Maybe that is all the coprimes of the primorial/2 !? :)

's_totient_function

cheers, Jamie

So maybe the formula is:

eulerphi(primorial/2) = number of equations that produce primes (besides the primorials unique prime factors)

so

eulerphi(6/2)=2

2 formulas 6n+1 and 6n+5

seems to work fine.

So with this easy formula its pretty easy to give the probability of primes occurring based on their last digits in any given primordial block range.

cheers, Jamie

Hi,

The chance of two primes with last digit 7 occuring in primorial range

30, the odds of that happening are (2/8 + 1/7)/2= 0.196

Proof:

The probability of the first prime being a 7 is 2/8 for primorial30 equation set, with eulerphi(30/2)=8 equations, two of them having numbers with least significant digits of 7. The odds of the second prime being also having a least significant digit of 7 is 1/7 as there are only 7 equations left that can produce primes in the primorial30 range, and only one equation that produces primes with significant digits of 7.

So the overall odds of having two primes with last digit being

7 within a primorial30 range is [(2/8)+(1/7)]/2=0.196428..

NOTE: that the Maximum number of primes that can have last digit of 7 (or more generally the same last digit) within a range of 30 numbers that are counted consecutively from zero, is 2.

The same calculation can be done for larger primorials, which can have more of the same ending digit primes in their primorial ranges counted from zero, but at decreasing probability for each subsequent one, using that above formula.

I still have to verify this 0.196428 is accurate :D

cheers, Jamie

And you felt it necessary to use the ?S? word, just like every spam pimp does?

How many equations are you saying are required for y = 210x + b to produce all the primes for non negative integers x?

Not counting 2,3,5,7 unique prime factors of the primorial 210, there are 48 different values of b required.

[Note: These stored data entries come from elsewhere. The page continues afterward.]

PR #570, opened 2025-05-16
fix(ci): pin stable-1.86 version

al3mart:
The release of rust 1.87.0 introduced issues on CI making tests involving instantiation of wasm smart contracts fail.
Pinning version to stable 1.86.0 instead of latest stable until resolved.

### DIFF
--- a/rust-toolchain.toml
+++ b/rust-toolchain.toml
@@ -1,4 +1,6 @@
 [toolchain]
-channel = "stable"
+# Release of Rust 1.87.0 introduced issues on CI making tests involving instantiation of wasm smart contracts fail.
+# Pinning version to stable 1.86 until resolved.
+channel = "1.86.0"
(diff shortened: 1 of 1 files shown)


evilrobot-01 (approved):

rust-toolchain.toml
```diff
@@ -1,4 +1,6 @@
 [toolchain]
-channel = "stable"
+# Release of Rust 1.87.0 introduced issues on CI making tests involving instantiation of wasm smart contracts fail.
+# Pinning version to stable 1.86 until resolved.
+channel = "1.86.0"
```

Do you know how to find all the values of b?

cheers, Jamie

Because 2*3*5 = 30, these equations produce all naturals greater than

30 that do not have 2 or 3 or 5 as a factor, including all such primes and all such nonprimes.

There is nothing magical or mystical or impressive about it!

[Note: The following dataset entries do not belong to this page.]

PR #571, opened 2025-05-19
chore: sync with `polkadot-stable2503-4`

al3mart:
This PR not only syncs pop-node with stable 2503-4 version of the sdk.

It also changes the dependencies to use the github tag `polkadot-stable2503-4` instead of their respective crate release versions. The reason for this is that we needed a patch for `pallet-session` that hasn't been yet published on crates.io but is present on the tag we are now using.


Cargo.toml
```diff
@@ -78,131 +78,139 @@ pop-runtime-mainnet = { path = "runtime/mainnet", default-features = true } # de
...
 
 # Substrate
-frame-benchmarking = { version = "40.0.0", default-features = false }
-frame-benchmarking-cli = { version = "47.0.0" }
-frame-executive = { version = "40.0.0", default-features = false }
+# Dependencies changed to point to the tag for stable 2503-4 release as we needed a patch in pallet-session
+# that wasn't released in crates.io for testnet runtime v0.5.3
+frame-benchmarking = { git = "https://github.com/paritytech/polkadot-sdk", tag = "polkadot-stable2503-4", default-features = false }
+frame-benchmarking-cli = { git = "https://github.com/paritytech/polkadot-sdk", tag = "polkadot-stable2503-4" }
+frame-executive = { git = "https://github.com/paritytech/polkadot-sdk", tag = "polkadot-stable2503-4", default-features = false }
```
evilrobot-01, line 85: Why not `frame-metadata`?

al3mart: It's not part of polkadot-sdk repo. So this just follows the version being used by polkadot-sdk at that tag:
https://github.com/paritytech/polkadot-sdk/blob/0548e837980715584bfdea1fb907c9a6b3186bc2/Cargo.toml#L793

There are however more recent versions than the one being used https://crates.io/crates/frame-metadata/versions. But I'm just following upstream here.

evilrobot-01 (approved):
Looks good, thanks.

Daanvdplas (approved):

PR #581, opened 2025-06-13
chore(testnet): v0.5.4

al3mart:
These changes prepare a new release for pop's testnet runtime.

Mainly lowering `MinEligibleCollators` to `1` and removing the already released migrations.

The reason behind the value of `1` as the minimum amount of eligible collators is that to reduce the number of collators in the set we need the following condition to compute true:

```
ensure!(
	Self::eligible_collators() > T::MinEligibleCollators::get(),
	Error::<T>::TooFewEligibleCollators
);
```

Given no candidates at the moment and only `3` invulnerables. `elegible_collators` (candidates + invulnerables) won't be greater than the current value set for `MinEligibleCollators`.

By setting this value to `1` we will be able to modify the number of collators in the future without blockers if needed.

### DIFF
--- a/Cargo.lock
+++ b/Cargo.lock
@@ -14157,7 +14157,7 @@ dependencies = [
 
 [[package]]
 name = "pop-runtime-testnet"
-version = "0.5.3"
+version = "0.5.4"
 dependencies = [
  "anyhow",
  "cumulus-pallet-aura-ext 0.20.0",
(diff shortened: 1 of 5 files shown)


peterwht (approved):

evilrobot-01 (approved):
LGTM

The set of equations y = 6x + a prime less than 6 will produce every prime greater than 6

The set of equations y = 210x + a prime less than 8 will produce every prime greater than 8

The set of equations y = 2310x + a prime less than 12 will produce every prime greater than 12

And so on

--
Virgil 
"Mit der Dummheit kampfen Gotter selbst vergebens." (Schiller)

Ya I am spamming I admit, but at least it is confined to one thread mainly.

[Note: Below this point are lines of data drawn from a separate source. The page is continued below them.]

PR #586, opened 2025-08-14
refactor: readme

Daanvdplas:


al3mart (approved):
Nice!

I think it would be awesome adding links to the XCM and ISMP docs!
- https://docs.hyperbridge.network/protocol/ismp
- https://github.com/polkadot-fellows/xcm-format

PR #885, opened 2026-08-30
generator: look up block flags by id so custom blocks cannot crash population

w1zardz:
`Block.solid` and `Block.transparent` are plain arrays sized `MAX_BLOCK_ID`
(2048). Custom blocks live above `CustomBlockManager.LOWEST_CUSTOM_BLOCK_ID`
(10000) and are kept in the manager instead, which is why `Block` already
exposes `isBlockSolidById` / `isBlockTransparentById` for exactly this case.

Generators still indexed the raw arrays. The moment a populator reads a
neighbour cell that holds a custom block, the read throws
`ArrayIndexOutOfBoundsException: Index 10023 out of bounds for length 2048`
inside the asynchronous `PopulationTask`. The chunk is then never marked
populated, so it is never sent to the client: the player teleported there
keeps `teleportPosition` set, movement stays locked, the world around them
stays empty, and the vanilla air-time check eventually kicks them with
"Flying is not enabled on this server". Nothing in the server log points at
the chunk.

Every generator read now goes through the id-aware accessors, which return
the manager-cached flag for custom ids and the array value for vanilla ones.
Behaviour for vanilla blocks is unchanged.

### DIFF
--- a/src/main/java/cn/nukkit/level/generator/object/mushroom/BigMushroom.java
+++ b/src/main/java/cn/nukkit/level/generator/object/mushroom/BigMushroom.java
@@ -174,7 +174,7 @@ public class BigMushroom extends BasicGenerator {
                                 if (position.getY() >= position.getY() + i - 1 || meta != ALL_INSIDE) {
                                     Vector3 blockPos = new Vector3(l1, l2, i2);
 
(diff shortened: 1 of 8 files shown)


tachibana-kanade-angel:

I put shocking in quotation marks as I don't think it is shocking..

"Mathematicians shocked to find pattern in ?random? prime numbers"

note the lack of quotation marks from the media.

Gotta compare this result with the 17.757% result quoted from this page about this prime spacing:

"If you have a prime that ends in a 7, what's the probability that the next prime ends in a 7? ...they found that among the first hundred million primes, the answer is just 17.757%."

I think the difference from 19.6% to 17.757% might be explained by the impact of subsequent periods of primorial ranges, not sure though.